Causal inference using the algorithmic Markov condition (Janzing and Schölkopf, 2008) replaces conditional independences between random variables, which define the structure of causal graphs, with algorithmic conditional independences between bit strings.
Conditional probabilities between variables become conditional complexities between strings, i.e. K(x|y) is the length of the shortest program that can generate the string x from y. Similarly, algorithmic mutual information I(x:y) is the amount of information that can be omitted in defining a string y given a shortest compressor for string x, I(x:y) = K(y) - K(y|x*). K(x,y) is the complexity of the concatenation of two strings x and y. These lead naturally to a definition of algorithmic conditional independence as I(x:y|z) = K(x|z) + K(y|z) - K(x,y|z) = 0 , where equality is defined up to the standard additive constant.
Then a lot of sexy, confusing proofs happen.
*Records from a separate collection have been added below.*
PR #31027, opened 2023-11-14
Fix up Redis Output Caching doc

eerhardt:
- Point to the correct nupkg
- Fix the method call


tdykstra (approved):
LGTM Thanks, @eerhardt.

When the dust settles, it looks like if you take some strings describing observations, interpret them as nodes in a graph, and "factor" so that a certain algorithmic Markov condition holds (every node string should be algorithmically independent of its non-descendant node strings given the optimal compressor of its parents' node strings), then every node can be computed by an O(1) program run on a Turing machine, with the node's parents and a noise term as input (with each node's noise string being jointly independent of the others).
Notably, this means that if we make two observations which were "generated from their parents by the same complex rule", then we can "postulate another causal link between the nodes that explains the similarity of mechanisms". They say "complex rule" because the mutual algorithmic information between simple information strings, like some digits of pi, will be swallowed up by additive constants. Which all seems very close to rediscovering TDT.
There's more to the paper, but that's the tasty bit, so the summary ends here.